Through the dream-bond I felt everything doubled—my pleasure and his, the way my body gripped him, the way he fought for control with every stroke.

I was saying his name, calling him Daddy, begging for more, harder, everything, and he was giving it to me, giving me everything, his control finally, blessedly shattered.

"Mine," he growled, and the marks on both our bodies blazed with light. "My little one, my precious girl, mine forever, say it—"

"Yours," I gasped, so close to the edge I could taste it. "Yours, Daddy, always yours—"

But as I was about to climax, about to fall apart in his arms, the dream shifted like smoke dissolving. The warmth vanished, replaced by cold that bit into my bones. Garruk's face morphed, twisted, became—

"Found you, little thief."

Rovik stood over me, crossbow aimed at my heart.

The bolt was already flying, too fast to dodge, too late to scream.

I saw it coming in horrible clarity—the metal tip, the way it would punch through my chest, the blood that would follow.

Behind him, shadows moved, more guards, more weapons, and Garruk was gone, had never been there, I was alone—

I woke screaming, hands clawing at my chest where the dream-bolt had been about to hit.

My skin was soaked with sweat, nightgown clinging to my body, the marks on my throat pulsing with remembered pleasure and current panic.

For a moment I couldn't remember where I was—the soft bed, the warm room, none of it made sense.

My hand reached out instinctively, seeking comfort the way I had for years.

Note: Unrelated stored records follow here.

PR #1923, opened 2017-03-28
Cherry picks for 1.6

ebidel:
R: all

Some cherry picks from master so they make it in 1.6. Of note, this includes:

- update-notifier - that'll be nice to have in place when we do the next major release
- report: legend at the bottom
- report: print functionality fixes
- report: adjustments to colors and icon sizes for a11y

All of these have already landed.


paulirish:
I think we should probably also get #1918 cherrypicked so that WPT wont be lying about HTTPS to err'one.

ebidel:
@paulirish that one doesnt merge cleanly because of the changes in https://github.com/GoogleChrome/lighthouse/commit/174766fc53b8315d5d2290f4864c04ebd30834fd.

The other thing we could do is just roll the current master as the next release. Hold up on merging https://github.com/GoogleChrome/lighthouse/pull/1896 until we do a release.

Mica would be beside me on the pillow, her button eyes catching whatever light existed, her cotton-stuffed body ready to absorb my tears or fears or the nightmares that came from sleeping in culverts where rats were bold and cold was constant.

My hand found empty space.

"Mica?" My voice came out small, confused. I patted around the bed, thinking maybe she'd fallen, gotten tangled in the blankets during my thrashing. Nothing. I leaned over the edge, checking the floor, under the bed. "Mica?"

The room was dark except for the faint pulse of crystal veins in the walls, just enough light to see shapes but not details.

I stumbled from the bed, knees still weak from the dream, from the phantom sensations that lingered.

My body was confused—still aroused from the erotic part of the dream, still terrified from the nightmare, aching for comfort that only a rag doll had ever provided.

She wasn't on the table. Wasn't on the chair. Wasn't anywhere.

Panic flooded through me, irrational and complete.

I knew it was stupid—she was just cloth and stuffing, just a toy I'd made from scraps.

But she was also the only constant in my life, the only thing that had been mine and only mine.

I'd told her everything, cried into her soft body, held her through nights when hunger made sleep impossible and cold made waking worse.

"Mica!" I was moving without thinking, following some instinct I didn't understand. The door opened at my touch and I stumbled into the hallway, the stone cold under my feet, sending shocks up through my legs.

The Sanctum's passages were different in the dark, the crystalline veins providing just enough light to navigate but not enough to banish the pressing shadows.

I should have stayed in my room—Garruk's third rule echoed in my memory—but I couldn't, not without Mica, not without the one piece of my old life that mattered.

Something pulled me forward. Not the bond exactly, but something similar, some awareness that what I sought was ahead, down this passage, turn here, follow the warmth that grew with each step. My feet found their way as if they'd walked these halls before, as if the mountain itself was guiding me.

Then I heard it.

The whisper of thread through fabric, soft and rhythmic. The specific sound of needle piercing cloth, thread following, knot securing.